Solving the Organ Crisis Ethically
Julian Savulescu and William Isdale
An editorial in the Lancet earlier this month report on the first fall in UK organ transplants in a decade.
Key statistics included that “the number of people who chose or were able to donate their organs in 2014 fell, and that 224 fewer people in the UK received an organ transplant than the year before”
Amongst the factors restricting donations is family consent: “no appreciable rise has occurred in the proportion of families who gave consent to organ retrieval following the death of a relative, which continues to hover “stubbornly below 60%”.
The Lancet also points to inefficiencies in the use of those organs that are donated.

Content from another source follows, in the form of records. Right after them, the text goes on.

PR #2165, opened 2026-08-21
fix(state): fail fast when a stack lock is held instead of running under contention and releasing it

### LINKED ISSUE #2161: fix(state): destroy/import/orphan/drift/state ignore acquireLock()'s boolean return, so they run against a stack another process holds the lock on — and then release that process's lock
## Summary

Six command paths that take the stack lock call `LockManager.acquireLock(...)` but **discard its boolean return value**, then proceed unconditionally. `acquireLock` returns `false` (it does **not** throw) on contention — a live, non-expired lock already held by another owner (`src/state/lock-manager.ts:266`) — so the surrounding `try/catch` never fires. The result: `destroy` / `import` / `orphan` / `drift --accept` / `drift --revert` / `state refresh-observed` run against a stack that another process (e.g. an in-flight `cdkd deploy`) currently holds the lock on — and on completion they release that other process's lock via the normal owner-blind release path (`releaseLock` does an unconditional `DeleteObject` with no owner/ETag check, `src/state/lock-manager.ts:342-355`).

`cdkd deploy` is unaffected **by this discarded-return bug** because it uses `acquireLockWithRetry(...)`, which checks the boolean and **throws** on contention (`src/state/lock-manager.ts:435-464`). (The owner-blind `releaseLock` is a separate, system-wide weakness — a long-running owner whose fixed-TTL lock expires and is replaced can later delete the replacement owner's lock — but that is out of scope here.)

## Affected call sites (all discard the `boolean`)

- `src/cli/commands/destroy-runner.ts:603` (`destroy` / `state destroy`) — then unconditionally sets `lockHeld = true` at :610
- `src/cli/commands/import.ts:605` and `src/cli/commands/import.ts:1915` (top-level + nested child; note `--dry-run` still calls the broken acquire)
- `src/cli/commands/orphan.ts:188` (non-dry-run only; `--dry-run` skips acquisition)
- `src/cli/commands/state.ts:2074` (`state refresh-observed`)
- `src/cli/commands/drift.ts:2238` (`drift --accept`) and `src/cli/commands/drift.ts:3208` (`drift --revert`)

The correct pattern is already used elsewhere: `deploy-engine.ts:1488`, `rollback.ts:292`, `export.ts:6013` (nested export), `scrub.ts:2704` all call `acquireLockWithRetry(...)`; and top-level `export.ts:2615` uses the raw `acquireLock` but **does** check the boolean and reject `false` at `export.ts:2621`. The six paths above are the ones that ignore it.

## Root cause

`acquireLock` returns `Promise<boolean>` and, on a `PreconditionFailed` conditional-PUT (`IfNoneMatch: '*'`) against a live non-expired lock, returns `false` rather than throwing:

```ts
// src/state/lock-manager.ts (PreconditionFailed branch)
// ... expired-lock cleanup path ...
return false;   // contention: a live foreign lock is held (or another process won the post-cleanup race)
```

The affected call sites treat it like a throwing acquire:

```ts
// src/cli/commands/destroy-runner.ts:601-610
try {
  await ctx.lockManager.acquireLock(stackName, regionForState, undefined, 'destroy');
} catch (error) {
  process.removeListener('SIGINT', sigintHandler);
  throw error;
}
lockHeld = true;   // reached even when acquireLock returned false
```

Because a held-lock result is a `false` return (not an exception), the `catch` is skipped and the command continues.

## Reproduction (real AWS, us-east-1)

1. `cdkd bootstrap`
2. Deploy a trivial stack (one `AWS::SSM::Parameter`) with `cdkd deploy` — writes `state.json` and the live resource.
3. Simulate a concurrent process holding the lock: `PutObject` `cdkd/<stack>/us-east-1/lock.json` with a **different owner** and a **future** `expiresAt` (now + 30 min), `operation: "deploy"`.
4. Control — `cdkd deploy` (uses `acquireLockWithRetry`):
   ```
   Stack '<stack>' (us-east-1) is locked by process-A@otherhost:9999 (operation: deploy). Retrying ... (attempt 1/3, 2/3, 3/3)
   Failed to acquire lock ... after 4 attempts. Use --force-unlock ...
   ```
   Correct: it respects the lock and makes no changes.
5. Bug — `cdkd destroy <stack>` with the same lock present:
   ```
   Acquiring lock for stack <stack>...
     ✓ Param... (AWS::SSM::Parameter) deleted
   ✓ Stack <stack> destroyed (1 deleted, 0 errors)
   ```
   It proceeds despite the held lock.

Post-conditions verified against AWS:
- process-A's `lock.json` → **404** (destroy released another process's lock)
- the SSM parameter → **ParameterNotFound** (a resource the lock holder believed it owned was deleted)
- `state.json` → **404**

## Impact

Mutual exclusion is defeated on the six paths above, and the impact differs by command:

- **`destroy` / `state destroy`** — deletes live AWS resources out from under a concurrent `deploy`/`import`/etc. on the same stack.
- **`drift --revert`** — issues `provider.update` against live AWS resources concurrently with another writer.
- **`import` / `orphan` / `drift --accept` / `state refresh-observed`** — primarily mutate cdkd state (no AWS resource delete), but still corrupt the concurrency invariant and release the other owner's lock.

In every case the completing command releases the **other** process's lock (owner-blind `DeleteObject`), so contention is silently lost rather than surfaced.

## Not a duplicate of the existing lock issues

The prior lock work — go-to-k/cdkd#1348, go-to-k/cdkd#2118, go-to-k/cdkd#1342 — addresses the **stranded-lock** failure mode (a lock left behind after SIGINT/SIGTERM). This issue is the inverse: a *held* lock being **ignored**, and another owner's lock being released. `#1348` introduced the `lockHeld` gate and does discuss foreign-lock deletion, so it is adjacent prior work, but none of those changes check the discarded boolean at the six call sites above.

## Proposed fix

Switch the six call sites to `acquireLockWithRetry(...)` (which throws on contention and already carries the expired-lock cleanup + retry UX), or — where a non-retrying acquire is intended — check the boolean and abort with the same "locked by <owner>, use --force-unlock" error the retry helper raises (this is exactly what top-level `export.ts:2621` already does). A regression test should assert each of the six commands surfaces a lock error (not success) when a live foreign lock is present.

nix-tkobayashi:
## Summary

Fixes #2161. Six command paths that take the stack lock called
`LockManager.acquireLock(...)` and **discarded the boolean it returns**.
`acquireLock` returns `false` (it does **not** throw) when a live,
non-expired lock is already held by another owner, so these commands ran
against a stack another process (e.g. an in-flight `cdkd deploy`) currently
held the lock on — and on completion released that other process's lock via
the normal owner-blind release path (`releaseLock` does an unconditional
`DeleteObject` with no owner / ETag check).

Affected sites, all now fixed:

- `src/cli/commands/destroy-runner.ts` (`destroy` / `state destroy`)
- `src/cli/commands/import.ts` (top-level **and** nested child)
- `src/cli/commands/orphan.ts`
- `src/cli/commands/state.ts` (`state refresh-observed`)
- `src/cli/commands/drift.ts` (`drift --accept` and `drift --revert`)

`cdkd deploy` was unaffected (it uses `acquireLockWithRetry`, which throws on
contention). `cdkd export` was already correct (it checks the boolean); this
PR aligns its two `force-unlock` hints to also carry `--stack-region` so the
fail-fast message class is spelled consistently across every site.

## Fix

Each site now checks the boolean and throws on `!acquired`, mirroring the
fail-fast pattern `cdkd export` already uses (`export.ts` checks the boolean
and aborts with a "locked by another process, use `cdkd force-unlock`"
error). The throw happens **before** any lock-release / state-write /
provider call, so the foreign lock is left untouched and no resource is
deleted / mutated under contention. Failing fast (rather than switching to
`acquireLockWithRetry`) keeps the behaviour consistent with `export` and
honours the existing "fail fast if another process is mid-deploy" intent
stated in `import.ts`.

### destroy-runner cross-region cleanup hardening

`destroy` switches the process-global `AWS_REGION` / AWS clients for a
cross-region stack **before** acquiring the lock, and restores them only in
the main `try/finally`. Because the fix now throws before that `finally` is
entered, the switch would leak on ordinary contention. This PR extracts one
**idempotent** `restoreBaseRegionAndClients()` helper and calls it at every
exit that can happen before / around the main finally:

- the cross-region **setup** failure,
- the **lock-acquisition** failure,
- the **strong-ref refusal** path, and
- the guaranteed inner `finally` on the success path (so a rejecting
  `releaseLock` cannot skip it).

The helper claims its `regionSwitched` flag first (idempotent, no
double-destroy), restores the globals **before** `destroy()`, and swallows a
throwing `destroy()` so a teardown failure can neither mask the real error
nor skip listener/region cleanup. `renderer.start()` was also moved inside
the protected `try` (it writes to stdout and can `EPIPE`, which would
otherwise strand the lock).

## Tests

- A dedicated `destroy-runner-lock-contention.test.ts` fences the destroy
  path: contention (`acquireLock` resolves `false`) → aborts, no provider
  delete, no `releaseLock`, no `deleteState`; plus cross-region cleanup
  fences for the setup-failure / acquire / strong-ref / release-reject /
  throwing-destroy / `renderer.start()`-throw exits.
- Per-command contention fences added for `orphan`, `state refresh-observed`,
  `drift --accept` / `--revert`, top-level `import`, and the **nested-child**
  import acquire.
- Every guarded behaviour was verified with a mutation probe (reverting the
  guard turns the fence red).
- Existing tests that mocked `acquireLock` were updated to return `true`
  (the boolean is now checked).

## Verification

- typecheck / lint / build green; the full unit suite passes for every file
  this PR touches.
- Reviewed independently for correctness, cross-region-cleanup safety
  (idempotency / double-free / ordering), and test faithfulness.
- Live-tested against real AWS: with a foreign lock planted on a deployed
  stack, `cdkd destroy` now refuses ("Could not acquire lock ...") and leaves
  the resource, the foreign lock, and `state.json` untouched; with no
  contention it destroys normally.

Note: this touches deletion logic (`destroy-runner.ts`), so a real-AWS
destroy integration run is required before merge per the repo's
`integ-destroy` / `integ-broad` gates.

## Review method

This change was reviewed adversarially by an independent reviewer over 8
rounds until zero findings remained. Each round's finding was fixed and
re-reviewed; the progression walked from the core fail-fast fix to a
sequence of pre-existing latent cross-region cleanup leaks in `destroy-runner`
(setup failure, strong-ref refusal, rejecting `releaseLock`, throwing
`destroy()`, throwing `renderer.start()`), each of which is now restored and
fenced with a mutation-probed test.

## Retrospective

Lesson recorded for future work: when a fix makes a function throw earlier
than before, any process-global state switched before the main `try/finally`
leaks on the new exit — and the same leak usually already exists at every
sibling exit before that `try/finally`. Extract one idempotent cleanup helper
and call it at all of them, restoring globals before any `.destroy()` and
swallowing a teardown throw.

## Follow-ups from maintainer review

- Every fail-fast `force-unlock` hint now carries `--stack-region <region>`,
  so `cdkd force-unlock` targets the right region even for a first-time
  `import` or a nested-stack child that has no state record yet.
- `destroy-runner.ts`: the `Acquiring lock...` log line moved **inside** the
  protected `try` (it reaches `process.stdout.write`, which can `EPIPE`, and
  sits after the SIGINT registration + region switch — same leak class the
  rest of this PR closes).
- Contention unit fences hardened: each now asserts the surfaced error is the
  **lock** error (`/Could not acquire lock/`), `drift` asserts the provider's
  live-AWS `update` never fired, the nested-child `import` fence adds positive
  markers that the child acquire was attempted, and `orphan` stubs state so a
  reverted guard would actually reach `saveState` (otherwise the assertion is
  vacuous). All re-verified with a mutation probe.
- `docs/troubleshooting.md` documents the fail-fast message + `--stack-region`
  recovery, and counts the seven fail-fast commands (noting `cdkd export`'s
  nested-stack children retry briefly first).

## Behaviour changes (correct, but called out)

- `cdkd import --dry-run` now **aborts on contention**. Unlike
  `cdkd orphan --dry-run` (which skips lock acquisition entirely), import
  deliberately takes the lock even in `--dry-run` so its plan cannot lie about
  the current AWS state, so a held lock now fails the dry-run fast.
- `cdkd destroy --all` now **aborts the whole run at the first contended
  stack** rather than continuing to the remaining stacks — the fail-fast throw
  propagates out of the per-stack runner. (A contended stack was never safe to
  skip past silently.)

## Maintainer verification (added on merge)

Reviewed at head `fa563361` with the 3-axis tier (26 files) plus the security
add-on: `pr-spec-reviewer` / `pr-code-reviewer` / `pr-test-reviewer` /
`pr-security-reviewer` in parallel. **Zero blockers.** The spec reviewer
confirmed all seven review items implemented with file:line evidence; the
security reviewer traced every one of the nine acquire sites and confirmed the
throw precedes every committing statement (`lockHeld`, the releasing `try`,
every state write, every provider call), and enumerated every path to
`releaseLock` / `deleteLock` / `forceReleaseLock` as post-acquire.

Independently verified here, not just re-read:

- Every one of the 11 guards this PR adds was mutation-probed — reverting each
  one individually turns its own fence red, so none of the new tests are inert.
- Full unit suite green on this head: 15512 passed, 1 skipped, 0 failed.
- **Live-tested against real AWS.** With a foreign lock planted on a deployed
  stack (`owner=process-A@otherhost:9999`, `operation=deploy`, expiring in 30
  min), `cdkd state destroy` exited 1 with
  `Could not acquire lock for stack 'Cdkd2165LiveTest' (us-east-1) — ... run
  'cdkd force-unlock Cdkd2165LiveTest --stack-region us-east-1' ...`, and the
  foreign `lock.json` and `state.json` were both intact afterwards. With the
  lock removed, the same command destroyed normally (1 deleted, 0 errors) —
  so the refusal is the guard firing, not a fixture that cannot proceed.
- Real-AWS integration runs on this head, both clean:
  `drift-revert` (13 deleted / 0 errors / 0 orphans) and `lambda`
  (9 deleted / 0 errors / 0 orphans). `drift-revert` is the arm that matters
  most here — `drift --revert` is the path whose `provider.update` the new
  check keeps from firing under a foreign lock. Ledger rows are in
  `docs/_generated/integ-last-run.tsv` on this branch.

Post-run scans were empty for every stack involved: no `state.json`, no
`lock.json`, and no IAM / Lambda / DynamoDB / SQS / SNS / KMS / ECS / Glue
leftovers.

## Follow-ups (not blocking this PR)

The reviewers' minor / nit findings are filed rather than dropped:

- go-to-k/cdkd#2170 — the contention message prints no owner / operation /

Australia’s #DonateLife week has just been completed, a week dedicated to promoting organ donation, Australia is seeking to improve its own rates, which lag behind the UK, US and other comparable nations. The government is already undertaking a review into the current organ and tissue donation and transplantation programme.
One quote from the Lancet is perhaps timely:
As Rafael Matesanz, Director of Spain’s world-leading Organización Nacional de Trasplantes, recently reminded us, we should “…never blame the population. If people donate less, it must be something we have done wrong””
William Isdale and I recently proposed Three Ethical Ways to Increase Organ Donation: no longer allowing a family veto where a patient has consented; financial incentives to consent; and non financial incentives to consent (such as higher priority as a recipient for those who are on the transplant list).
On August 25, Peter Singer, Neera Bhatia William Isdale, Julian Koplin, and myself will be participating in a public event in Melbourne, Solving the Organ Crisis Ethically, where we will critically discuss the ethics of a range of options available to increase the organ supply in Australia.
There are 1500 people waiting for an organ in Australia. Some of those will die, or become too ill to be an organ recipient, before an organ becomes available. How far should we go to address the organ shortage?